Deep Learning
=============

Assignment 6
------------
Problem 2
---------

We want to train a LSTM over bigrams, that is pairs of consecutive characters like 'ab' instead of single characters like 'a'. Since the number of possible bigrams is large, feeding them directly to the LSTM using 1-hot encodings will lead to a very sparse representation that is very wasteful computationally.

a- Introduce an embedding lookup on the inputs, and feed the embeddings to the LSTM cell instead of the inputs themselves.

b- Write a bigram-based LSTM, modeled on the character LSTM of Problem 1.

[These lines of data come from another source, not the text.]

PR #13977, opened 2021-09-05
[api-minor] Reduce `postMessage` overhead, in `PartialEvaluator.getTextContent`, by sending text chunks in batches (issue 13962)

### LINKED ISSUE #13962: Slow text extraction in large documents due to cross-thread messaging overhead
While looking into an issue with slow text extraction with a large OCR-ed PDF, I saw in Chrome's profiler that there appeared to be a lot of overhead from calls to `postMessage`.

PDF.js extracts a total of ~500,000 text items from the attached 590-page PDF. When extracting text (eg. using the search function) these text items get sent from the worker thread to the main thread in a series of ~200,000 `postMessage` calls. I checked this by adding a `message` event listener to the `Worker` instance. I then tried modifying `src/core/evaluator.js` to comment out the most frequent `enqueueChunk()` call so that it would flush items in larger batches and thus send the same data with fewer cross-thread messages. It seems to make a substantial difference in Chrome.

I'd be happy to send a PR to fix this, but I'm not sure what the best/cleanest way is to resolve this. The smallest change I can think of would be to modify the `next` callback below so that it invokes `enqueueChunk` only once every N calls. Would that break anything? Should the problem be fixed at a higher level?

## Steps to reproduce

Attach (recommended) or Link to PDF file here: [leviathan.pdf](https://github.com/mozilla/pdf.js/files/7100224/leviathan.pdf)

Configuration:
- Web browser and its version: 95.0.4621.4
- Operating system and its version: macOS 11
- PDF.js version: 0a366dda6a174292e6d109df526f835bfabf87a8
- Is a browser extension: No

Open the attached PDF in PDF.js's development server and search for the phrase "for such truth", which occurs near the very end of the document.

On my 2020 Intel MacBook Pro, testing in Chrome 95, PDF.js takes ~15 seconds to find a match.

Now apply the following diff, then reload the viewer and retry the search:

```diff
diff --git a/src/core/evaluator.js b/src/core/evaluator.js
index 90615b228..85d6325a9 100644
--- a/src/core/evaluator.js
+++ b/src/core/evaluator.js
@@ -2669,7 +2669,8 @@ class PartialEvaluator {
 
     return new Promise(function promiseBody(resolve, reject) {
       const next = function (promise) {
-        enqueueChunk();
+        // TESTING
+        // enqueueChunk();
         Promise.all([promise, sink.ready]).then(function () {
           try {
             promiseBody(resolve, reject);
```

With the above diff applied, the search returns the same result but is much faster (~3-4 seconds).

One quirk I noticed is that initial search speed is much slower (~20 seconds) if Chrome's devtools are open when the search happens. This applies with or without the above diff.

Snuffleupagus:
Following the STR in the issue, this patch reduces the number of `PartialEvaluator.getTextContent`-related `postMessage`-calls by approximately 78 percent.[1]
Note that by enforcing a relatively low value when batching text chunks, we should thus improve worst-case scenarios while not negatively affect all `textLayer` building.

While working on these changes I noticed, thanks to our unit-tests, that the implementation of the `appendEOL` function unfortunately means that the number and contents of the textItems could actually be affected by the particular chunking used.
That seems *extremely* unfortunate, since in practice this means that the particular chunking used is thus observable through the API. Obviously that should be a completely internal implementation detail, which is why this patch also modifies `appendEOL` to mitigate that.[2]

c- Introduce Dropout. For best practices on how to use Dropout in LSTMs, refer to this [article](http://arxiv.org/abs/1409.2329).


In [1]:
# These are all the modules we'll be using later. Make sure you can import them
# before proceeding further.
from __future__ import print_function
import os
import numpy as np
import random
import string
import tensorflow as tf
import zipfile
from six.moves import range
from six.moves.urllib.request import urlretrieve

In [2]:
url = 'http://mattmahoney.net/dc/'

def maybe_download(filename, expected_bytes):
  """Download a file if not present, and make sure it's the right size."""
  if not os.path.exists(filename):
    filename, _ = urlretrieve(url + filename, filename)
  statinfo = os.stat(filename)
  if statinfo.st_size == expected_bytes:
    print('Found and verified %s' % filename)
  else:
    print(statinfo.st_size)
    raise Exception(
      'Failed to verify ' + filename + '. Can you get to it with a browser?')
  return filename

filename = maybe_download('text8.zip', 31344016)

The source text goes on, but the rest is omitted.